I've seen it there is a preprocess_input method to use in conjunction with the VGG16 model. This method appears to call the preprocess_input method in imagenet_utils.py which (depending on the case) calls _preprocess_numpy_input method in imagenet_utils.py.
The preprocess_input
has a mode
argument which expects "caffe", "tf", or "torch". If I'm using the model in Keras with TensorFlow backend, should I absolutely use mode="tf"
?
If yes, is this because the VGG16 model loaded by Keras was trained with images which underwent the same preprocessing (i.e. changed input image's range from [0,255] to input range [-1,1])?
Also, should the input images for testing mode also undergo this preprocessing? I'm confident the answer to the last question is yes, but I would like some reassurance.

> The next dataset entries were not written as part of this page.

PR #1122, opened 2020-07-28
Switch to brio

### LINKED ISSUE #1120: Use brio everywhere
Since file snapshotting needs it

hadley:
Fixes #1120.

Needs https://github.com/r-lib/brio/issues/4


R/reporter-junit.R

I would expect Francois Chollet to have done it correctly, but looking at https://github.com/fchollet/deep-learning-models/blob/master/vgg16.py either he is or I am wrong about using mode="tf"
.
Updated info
@FalconUA directed me to the VGG at Oxford which has a Models section with links for the 16-layer model. The information about the preprocessing_input
mode
argument tf
scaling to -1 to 1 and caffe
subtracting some mean values is found by following the link in the Models 16-layer model: information page. In the Description section it says:
"In the paper, the model is denoted as the configuration D trained with scale jittering. The input images should be zero-centered by mean pixel (rather than mean image) subtraction. Namely, the following BGR values should be subtracted: [103.939, 116.779, 123.68]."